A telephone survey conducted by Rand Corporation and Oregon State University, and published in the Journal of Acquired Immune Deficiency Syndromes showed that belief in AIDS conspiracy theories among United States black men is linked to rates of condom use. As conspiracy beliefs about AIDS grow in a given sector of these black men, consistent condom use drops in that same sector. Female use of condoms was not similarly affected.

In the African continent, condom promotion in some areas has been impeded by anti-condom campaigns by some Muslim and Catholic clerics. Among the Maasai in Tanzania, condom use is hampered by an aversion to "wasting" sperm, which is given sociocultural importance beyond reproduction. Sperm is believed to be an "elixir" to women and to have beneficial health effects. Maasai women believe that, after conceiving a child, they must have sexual intercourse repeatedly so that the additional sperm aids the child's development. Frequent condom use is also considered by some Maasai to cause impotence. Some women in Africa believe that condoms are "for prostitutes" and that respectable women should not use them. A few clerics even promote the lie that condoms are deliberately laced with HIV. In the United States, possession of many condoms has been used by police to accuse women of engaging in prostitution. The Presidential Advisory Council on HIV/AIDS has condemned this practice and there are efforts to end it.

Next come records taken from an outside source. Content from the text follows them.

PR #4280, opened 2020-12-16
Offers: the bonus bits!

rustyrussell:
Based on #4271, this is an ongoing effort to fix the FIXMEs.

See "onion_message: support variable-length onion messages" onwards (last 4 commits)

Changelog-None: experimental stuff...

### DIFF
--- a/lightningd/onion_message.c
+++ b/lightningd/onion_message.c
@@ -138,11 +138,11 @@ void handle_onionmsg_forward(struct lightningd *ld, const u8 *msg)
 	struct short_channel_id *next_scid;
 	struct node_id *next_node;
 	struct pubkey *next_blinding;
-	u8 onion[TOTAL_PACKET_SIZE(ROUTING_INFO_SIZE)];
+	u8 *onion;
 
 	if (!fromwire_gossipd_got_onionmsg_forward(msg, msg, &next_scid,
 						   &next_node,
-						   &next_blinding, onion)) {
+						   &next_blinding, &onion)) {
 		log_broken(ld->log, "bad got_onionmsg_forward: %s",
 			   tal_hex(tmpctx, msg));
 		return;
@@ -398,6 +398,7 @@ static struct command_result *json_send_onion_message(struct command *cmd,
 	struct onionpacket *op;
 	struct secret *path_secrets;
 	struct node_id first_id;
+	size_t onion_size;
 
 	if (!param(cmd, buffer, params,
 		   p_req("hops", param_hops, &hops),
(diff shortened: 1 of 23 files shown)


cdecker:
Looks alright, but the parent PR needs to be adjusted before this can get a verdict.

rustyrussell:
Rebased on latest.

lightningd/onion_message.c
```diff
@@ -432,7 +432,12 @@ static struct command_result *json_send_onion_message(struct command *cmd,
 				hops[i].rawtlv, tal_bytelen(hops[i].rawtlv));
 		sphinx_add_hop(sphinx_path, &hops[i].id, take(tlv_with_len));
 	}
+	/* BOLT-offers #4:
+	 * - SHOULD set `len` to 1366 or 32834.
+	 */
 	op = create_onionpacket(tmpctx, sphinx_path, ROUTING_INFO_SIZE, &path_secrets);
+	if (!op)
+		op = create_onionpacket(tmpctx, sphinx_path, 32768, &path_secrets);
```
cdecker, line 440: Technically we could compute the payload size using `sphinx_path_payloads_size` to determine which format will be required:

https://github.com/ElementsProject/lightning/blob/25463bd5a755d9617c262dbbe1827d1097b0d969/common/sphinx.c#L491-L492

This would save us two allocations and de-allocations:

https://github.com/ElementsProject/lightning/blob/25463bd5a755d9617c262dbbe1827d1097b0d969/common/sphinx.c#L502-L506

plugins/offers_invreq_hook.c
```diff
@@ -476,10 +468,36 @@ static struct command_result *invreq_base_amount_simple(struct command *cmd,
...
+	 *     - MUST fail the request if its `amount` is less than the *base invoice amount*.
+	 *     - MAY fail the request if its `amount` is much greater than the *base invoice
+	 *     amount*.
+	 *     - MUST use the request's `amount` as the *base invoice amount*.
+	 */
+	if (ir->offer->amount && ir->invreq->amount) {
+		if (amount_msat_less(amount_msat(*ir->invreq->amount), base_inv_amount)) {
+			return fail_invreq(cmd, ir, "Amount must be less than %s",
+					   type_to_string(tmpctx, struct amount_msat,
+							  &base_inv_amount));
```
cdecker, line 486: Isn't this inverted? I.e., shouldn't we be allowed to request an invoice with higher amounts than the offer?

plugins/offers_invreq_hook.c
```diff
@@ -476,10 +468,36 @@ static struct command_result *invreq_base_amount_simple(struct command *cmd,
...
+		}
+		/* Easier to divide by 5 and compare, than multiply by 5 */
+		if (amount_msat_greater(amount_msat_div(amount_msat(*ir->invreq->amount), 5),
+					base_inv_amount)) {
+			return fail_invreq(cmd, ir, "Amount vastly exceeds %s",
+					   type_to_string(tmpctx, struct amount_msat,
+							  &base_inv_amount));
+		}
```
cdecker, line 494: Feels a bit like a magic limitation. Is there a BOLT-quote to associate with this?

cdecker (commented):
Two minor comments and an optimization :rocket:

plugins/offers_invreq_hook.c
rustyrussell: Pretty sure this is correct, but I will add a test for it.

The base inv amount is the amount of the offer * quantity.  If the invoice request is < this amount, it's invalid.

plugins/offers_invreq_hook.c
rustyrussell: Yes, it's deliberately vague, but I'll add it.

plugins/offers_invreq_hook.c
rustyrussell: Ah, I do see that the error msg is backwards though! (tests FTW!)

rustyrussell:
Thanks!  Trivial rebase, and two fixups appended based on your feedback.

cdecker:
Fixups folded in, waiting for CI to be green :+1:

ACK https://github.com/ElementsProject/lightning/pull/4280/commits/f43a448ccb2ee662abeb6c9fb6c01764727b5ef6

PR #4284, opened 2020-12-18
Weekly cleanups

cdecker:
Just the usual bunch of drive-by fixes, mostly while trying to get Cirrus-CI to pass.

Changelog-None

### DIFF
--- a/contrib/pyln-testing/pyln/testing/utils.py
+++ b/contrib/pyln-testing/pyln/testing/utils.py
@@ -321,7 +321,16 @@ class SimpleBitcoinProxy:
         proxy = BitcoinProxy(btc_conf_file=self.__btc_conf_file__)
 
         def f(*args):
-            return proxy._call(name, *args)
+            logging.debug("Calling {name} with arguments {args}".format(
+                name=name,
+                args=args
+            ))
+            res = proxy._call(name, *args)
+            logging.debug("Result for {name} call: {res}".format(
+                name=name,
+                res=res,
+            ))
+            return res
 
         # Make debuggers show <function bitcoin.rpc.name> rather than <function
         # bitcoin.rpc.<lambda>>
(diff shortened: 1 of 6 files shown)


contrib/pyln-testing/pyln/testing/utils.py
```diff
@@ -1038,10 +1040,59 @@ def passes_filters(hmsg, filters):
...
+        with self.lock.acquire(poll_intervall=0.250):
+            # We just got the lock, assume someone else just released it
+            self.current_load = 100
+            while self.load() >= self.target:
+                time.sleep(1)
+
+            delay = time.time() - start_time
+            with open("/tmp/ltest-throttler.csv", "a") as f:
+                f.write("{}, {}, {}, {}\n".format(time.time(), self.load(), self.target, delay))
+            self.current_load = 100  # Back off slightly to avoid triggering right away
```
darosior, line 1084: Read this comment a few times, but i still don't get it :sweat_smile: . What would a `< 75` load would trigger ? And why setting it to `100` after getting each node would avoid the trigger ?

darosior (approved):
LGTM, just a question about the throttler

contrib/pyln-testing/pyln/testing/utils.py
cdecker: The thing is that if we leave the `current_load` at 75 percent a followup call, e.g., another `lightningd` wanting to start, could end up seeing 75% and decide to immediately schedule its startup (maybe the first one hasn't had time to start up and push the load up yet), thus we might end up clearing the queue despite only the first one getting the all-clear. 

Setting this to 100% means the ewma smoothing needs a couple of rounds before allowing the next one to go through, avoiding the flooding scenario above.

darosior: Ok, i had it the other way around, thanks!

darosior (approved):
ACK 336e972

Middle-Eastern couples who have not had children, because of the strong desire and social pressure to establish fertility as soon as possible within marriage, rarely use condoms.

In 2017, India restricted TV advertisements for condoms to between the hours of 10 pm to 6 am. Family planning advocates were against this, saying it was liable to "undo decades of progress on sexual and reproductive health".

=== Major manufacturers ===

One analyst described the size of the condom market as something that "boggles the mind". Numerous small manufacturers, nonprofit groups, and government-run manufacturing plants exist around the world. Within the condom market, there are several major contributors, among them both for-profit businesses and philanthropic organizations. Most large manufacturers have ties to the business that reach back to the end of the 19th century.

== Research ==

A spray-on condom made of latex is intended to be easier to apply and more successful in preventing the transmission of diseases. As of 2009, the spray-on condom was not going to market because the drying time could not be reduced below two to three minutes.

The Invisible Condom, developed at Université Laval in Quebec, Canada, is a gel that hardens upon increased temperature after insertion into the vagina or rectum. In the lab, it has been shown to effectively block HIV and herpes simplex virus. The barrier breaks down and liquefies after several hours. As of 2005, the invisible condom is in the clinical trial phase, and has not yet been approved for use.

Also developed in 2005 is a condom treated with an erectogenic compound. The drug-treated condom is intended to help the wearer maintain an erection, which should also help reduce slippage. If approved, the condom would be marketed under the Durex brand. As of 2007, it was still in clinical trials. In 2009, Ansell Healthcare, the makers of Lifestyle condoms, introduced the X2 condom lubricated with "Excite Gel" which contains the amino acid L-arginine and is intended to improve the strength of the erectile response.

In March 2013, philanthropist Bill Gates offered US$100,000 grants through his foundation for a condom design that "significantly preserves or enhances pleasure" to encourage more males to adopt the use of condoms for safer sex. The grant information stated: "The primary drawback from the male perspective is that condoms decrease pleasure as compared to no condom, creating a trade-off that many men find unacceptable, particularly given that the decisions about use must be made just prior to intercourse. Is it possible to develop a product without this stigma, or better, one that is felt to enhance pleasure?" In November of the same year, 11 research teams were selected to receive the grant money.